> **ACTION ITEM**: The task calls for every line of the data to be repeated exactly.

Records from a dataset
PR #201, opened 2022-08-25
Use perfect forwarding for lambdas

adayton1:
Avoid unnecessary copies of temporary lambdas passed to RAJA.
Also remove unnecessary macros.


dtaller:
Looks good to me! Thanks for the update

dtaller (approved):

dtaller:
When you push this update into client codes let me know if / how much improvement you see from the perfect forwarding, curious to see.

robinson96 (approved):
LGTM. Have we measured a performance improvement?

agcapps (approved):
Thanks, Alan.

liu15 (approved):

adayton1:
There seems to be a slight (1.01x) improvement in some application testing. I don't have benchmarks for it in CARE at the moment, though.

PR #202, opened 2022-10-12
Add check for stale host data view

adayton1:
* To build with new check, set the following CMake variable: CARE_ENABLE_STALE_DATA_CHECK=ON
* Will abort with an error message if stale data is detected.


agcapps (approved):
Thanks @adayton1 !

src/care/host_ptr.h
```diff
@@ -17,6 +17,11 @@
 // Std library headers
 #include <cstddef>
 
+#if defined(CARE_ENABLE_STALE_DATA_CHECK) && !defined(CHAI_DISABLE_RM) && (defined(CHAI_ENABLE_CUDA) || defined(CHAI_ENABLE_HIP) || defined(CHAI_ENABLE_GPU_SIMULATION_MODE))
```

> **EXERCISE SOLUTION**:
PR #201, opened 2022-08-25
Use perfect forwarding for lambdas

adayton1:
Avoid unnecessary copies of temporary lambdas passed to RAJA.
Also remove unnecessary macros.


dtaller:
Looks good to me! Thanks for the update

dtaller (approved):

dtaller:
When you push this update into client codes let me know if / how much improvement you see from the perfect forwarding, curious to see.

robinson96 (approved):
LGTM. Have we measured a performance improvement?

agcapps (approved):
Thanks, Alan.

liu15 (approved):

adayton1:
There seems to be a slight (1.01x) improvement in some application testing. I don't have benchmarks for it in CARE at the moment, though.

PR #202, opened 2022-10-12
Add check for stale host data view

adayton1:
* To build with new check, set the following CMake variable: CARE_ENABLE_STALE_DATA_CHECK=ON
* Will abort with an error message if stale data is detected.


agcapps (approved):
Thanks @adayton1 !

src/care/host_ptr.h
```diff
@@ -17,6 +17,11 @@
 // Std library headers
 #include <cstddef>
 
+#if defined(CARE_ENABLE_STALE_DATA_CHECK) && !defined(CHAI_DISABLE_RM) && (defined(CHAI_ENABLE_CUDA) || defined(CHAI_ENABLE_HIP) || defined(CHAI_ENABLE_GPU_SIMULATION_MODE))
```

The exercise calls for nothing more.